Collected data:

PR #2832, opened 2024-03-07
Add text editor

LawrenceBorst:
Fixes Lundalogik/crm-feature#3977

## Review:

### Browsers tested:

Windows:
- [ ] Chrome
- [ ] Edge
- [ ] Firefox

Linux:
- [ ] Chrome
- [ ] Firefox

macOS:
- [ ] Chrome
- [ ] Firefox
- [ ] Safari

Mobile:
- [ ] Chrome on Android
- [ ] iOS


package.json
```diff
@@ -118,5 +118,9 @@
   "bugs": {
     "url": "https://github.com/Lundalogik/lime-elements/issues"
   },
-  "homepage": "https://github.com/Lundalogik/lime-elements#readme"
+  "homepage": "https://github.com/Lundalogik/lime-elements#readme",
+  "dependencies": {
```
jgroth, line 122: We should not add dependencies as `dependencies`, the should be added as `devDependencies`

src/components/text-editor/text-editor.tsx
```diff
@@ -0,0 +1,98 @@
...
+/**
+ * The `limel-text-editor` component wraps the toast-ui react editor. This editor
+ * allows a rich text editing experience with markdown support.
+ */
+@Component({
+    tag: 'limel-text-editor',
+    shadow: true,
+    styleUrl: 'text-editor.scss',
+})
+export class TextEditor {
```
jgroth, line 17: To make sure this is compatible to be used in a form, it should implement the `FormComponent<string>` interface

src/components/text-editor/text-editor.tsx
```diff
@@ -0,0 +1,98 @@
...
+    @Prop()
+    initialValue: string = '';
+
+    @Prop()
+    editType: EditorType = 'wysiwyg';
```
jgroth, line 22: Exposing external types like this can be dangerous, since if a breaking change is introduced we might not notice it. It's better to create our own type and map it to the original type

src/components/text-editor/text-editor.tsx
```diff
@@ -0,0 +1,98 @@
...
+
+    @Prop()
+    theme: 'dark' | 'light' = 'light';
```
jgroth, line 25: I don't think our other components have properties for light/dark mode, we should make this component work the same way

src/components/text-editor/text-editor.tsx
```diff
@@ -0,0 +1,126 @@
...
+        };
+
+        ReactDOM.render(
+            createElement(Editor, props),
+            this.host.shadowRoot.querySelector('#editor'),
+        );
+    }
+
+    // eslint-disable-next-line @typescript-eslint/no-unused-vars
+    private handleChange = (_: EditorType): void => {
```
jgroth, line 112:
```suggestion
    private handleChange = (): void => {
```

src/components/text-editor/text-editor.tsx
```diff
@@ -0,0 +1,126 @@
...
+            initialEditType: this.editType,
+            language: LANGUAGE,
+            placeholder: this.placeholder,
+            previewStyle: PREVIEW_STYLE,
+            theme: 'light',
+            toolbarItems: TOOLBAR_ITEMS,
+            useCommandShortcut: true,
+            usageStatistics: false,
+
+            // @ts-ignore
```
jgroth, line 98: This looks like an error :smile:

src/components/text-editor/text-editor.tsx
```diff
@@ -0,0 +1,126 @@
...
+        this.editor.changeMode(newValue);
+    }
+
+    @Watch('placeholder')
+    public handlePlaceholderChange(newValue: string) {
+        this.editor.setPlaceholder(newValue);
+    }
+
+    constructor() {
+        this.editorRef = createRef();
```
jgroth, line 77: I don't think we need this, refs in React is just used to get references to DOM elements, and we have other ways of doing that in Stencil

src/components/text-editor/text-editor.tsx
```diff
@@ -0,0 +1,126 @@
...
+    /**
+     * Emitted when the editor type changes
+     */
+    @Event()
+    public changeMode: EventEmitter<EditorType>;
+
+    @Element()
+    private host: HTMLElement;
+
+    private editorRef: RefObject<Editor> = null;
```
jgroth, line 64: I think this can be removed

src/components/text-editor/text-editor.tsx
```diff
@@ -0,0 +1,126 @@
...
+
+    @Watch('placeholder')
+    public handlePlaceholderChange(newValue: string) {
+        this.editor.setPlaceholder(newValue);
+    }
+
+    constructor() {
+        this.editorRef = createRef();
+
+        this.handleChange = this.handleChange.bind(this);
```
jgroth, line 79: Use an arrow function instead of binding the method manually like this

src/components/text-editor/text-editor.tsx
```diff
@@ -0,0 +1,126 @@
...
+    }
+
+    public render() {
+        return <div id="editor"></div>;
```
Kiarokh, line 83: I don't see all of their buttons neither 
theirs:
image
ours:
image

### WHAT THE EXERCISE ASKS
Go through the records above. Copy each line in which the string "void" appears.

### YOUR RESPONSE
+    private handleChange = (_: EditorType): void => {
    private handleChange = (): void => {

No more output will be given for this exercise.